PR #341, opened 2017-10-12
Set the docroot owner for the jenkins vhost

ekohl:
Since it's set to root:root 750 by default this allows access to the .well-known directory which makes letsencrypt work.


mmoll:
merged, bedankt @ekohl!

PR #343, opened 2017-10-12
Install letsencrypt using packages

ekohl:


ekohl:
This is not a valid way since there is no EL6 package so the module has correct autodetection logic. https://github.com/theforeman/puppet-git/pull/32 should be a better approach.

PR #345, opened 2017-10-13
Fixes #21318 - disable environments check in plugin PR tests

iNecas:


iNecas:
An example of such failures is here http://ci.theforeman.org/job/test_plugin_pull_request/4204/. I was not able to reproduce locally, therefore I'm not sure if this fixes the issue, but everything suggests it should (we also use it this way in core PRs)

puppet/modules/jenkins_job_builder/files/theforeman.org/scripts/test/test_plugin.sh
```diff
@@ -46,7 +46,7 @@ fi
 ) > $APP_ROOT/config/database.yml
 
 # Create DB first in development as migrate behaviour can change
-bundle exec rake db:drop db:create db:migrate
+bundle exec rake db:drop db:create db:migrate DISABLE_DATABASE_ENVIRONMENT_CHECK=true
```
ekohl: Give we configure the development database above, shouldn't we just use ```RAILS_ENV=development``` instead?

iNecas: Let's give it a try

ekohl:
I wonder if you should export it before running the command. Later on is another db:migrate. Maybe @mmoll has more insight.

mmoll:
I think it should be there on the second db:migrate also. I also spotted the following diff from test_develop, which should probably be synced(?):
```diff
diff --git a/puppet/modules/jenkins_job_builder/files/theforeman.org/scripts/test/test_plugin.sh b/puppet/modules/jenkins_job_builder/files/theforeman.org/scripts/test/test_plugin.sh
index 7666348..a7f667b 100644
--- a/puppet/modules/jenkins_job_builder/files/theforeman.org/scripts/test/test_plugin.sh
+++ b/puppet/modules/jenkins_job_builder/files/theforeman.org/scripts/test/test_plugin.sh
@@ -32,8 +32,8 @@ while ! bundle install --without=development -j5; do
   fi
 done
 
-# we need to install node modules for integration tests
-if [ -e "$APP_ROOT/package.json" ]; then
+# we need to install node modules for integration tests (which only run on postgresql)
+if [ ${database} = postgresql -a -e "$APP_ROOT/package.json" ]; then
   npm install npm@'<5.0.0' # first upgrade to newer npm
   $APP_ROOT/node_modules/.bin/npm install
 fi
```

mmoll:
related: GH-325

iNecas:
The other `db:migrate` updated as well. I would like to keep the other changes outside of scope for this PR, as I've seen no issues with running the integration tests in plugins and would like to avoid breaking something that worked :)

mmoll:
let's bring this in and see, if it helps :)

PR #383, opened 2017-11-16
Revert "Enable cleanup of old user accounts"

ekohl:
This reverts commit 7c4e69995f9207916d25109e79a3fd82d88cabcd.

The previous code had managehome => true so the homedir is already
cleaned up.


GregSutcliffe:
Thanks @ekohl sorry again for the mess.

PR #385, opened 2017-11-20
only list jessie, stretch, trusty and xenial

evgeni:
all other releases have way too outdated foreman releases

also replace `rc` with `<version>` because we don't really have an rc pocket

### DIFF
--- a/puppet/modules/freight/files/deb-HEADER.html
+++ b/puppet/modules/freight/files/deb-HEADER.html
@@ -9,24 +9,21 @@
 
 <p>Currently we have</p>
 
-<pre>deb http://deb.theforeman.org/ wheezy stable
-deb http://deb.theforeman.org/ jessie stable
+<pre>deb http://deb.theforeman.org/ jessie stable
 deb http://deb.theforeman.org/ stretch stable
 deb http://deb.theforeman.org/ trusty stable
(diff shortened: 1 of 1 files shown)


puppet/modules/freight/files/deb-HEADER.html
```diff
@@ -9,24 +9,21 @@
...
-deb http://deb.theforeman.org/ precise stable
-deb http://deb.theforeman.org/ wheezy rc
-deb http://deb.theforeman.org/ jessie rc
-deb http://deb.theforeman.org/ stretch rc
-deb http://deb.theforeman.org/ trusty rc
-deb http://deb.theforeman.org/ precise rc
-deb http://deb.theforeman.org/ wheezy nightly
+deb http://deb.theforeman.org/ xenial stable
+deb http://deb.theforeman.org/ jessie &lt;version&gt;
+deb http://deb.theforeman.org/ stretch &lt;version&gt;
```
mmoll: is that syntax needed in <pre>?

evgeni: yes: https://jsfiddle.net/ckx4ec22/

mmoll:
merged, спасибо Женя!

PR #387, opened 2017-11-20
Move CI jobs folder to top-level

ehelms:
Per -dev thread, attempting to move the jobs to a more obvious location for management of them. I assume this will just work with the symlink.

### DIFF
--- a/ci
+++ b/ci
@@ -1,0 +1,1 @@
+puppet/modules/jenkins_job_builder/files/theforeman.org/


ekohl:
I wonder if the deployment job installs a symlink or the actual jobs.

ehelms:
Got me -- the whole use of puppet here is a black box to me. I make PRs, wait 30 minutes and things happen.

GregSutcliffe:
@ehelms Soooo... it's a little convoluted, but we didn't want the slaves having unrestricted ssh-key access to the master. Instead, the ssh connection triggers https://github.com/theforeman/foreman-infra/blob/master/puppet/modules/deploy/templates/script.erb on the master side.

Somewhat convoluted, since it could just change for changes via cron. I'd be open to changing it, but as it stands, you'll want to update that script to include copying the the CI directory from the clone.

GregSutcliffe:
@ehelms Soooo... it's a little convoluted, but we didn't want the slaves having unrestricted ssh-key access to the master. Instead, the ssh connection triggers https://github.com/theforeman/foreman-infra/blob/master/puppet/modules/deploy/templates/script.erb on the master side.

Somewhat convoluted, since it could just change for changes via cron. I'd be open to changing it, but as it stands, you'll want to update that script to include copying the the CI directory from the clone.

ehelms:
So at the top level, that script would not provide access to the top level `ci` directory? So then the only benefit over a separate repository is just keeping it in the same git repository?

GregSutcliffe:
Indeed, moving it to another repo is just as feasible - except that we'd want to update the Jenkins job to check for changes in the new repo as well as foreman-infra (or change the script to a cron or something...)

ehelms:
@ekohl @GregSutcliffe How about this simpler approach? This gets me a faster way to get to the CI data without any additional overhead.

^^^^^^^^^^^^^^^^

Assigned task
All lines above that include the word "wonder" should be located and copied.

Exercise response
I wonder if you should export it before running the command. Later on is another db:migrate. Maybe @mmoll has more insight.
I wonder if the deployment job installs a symlink or the actual jobs.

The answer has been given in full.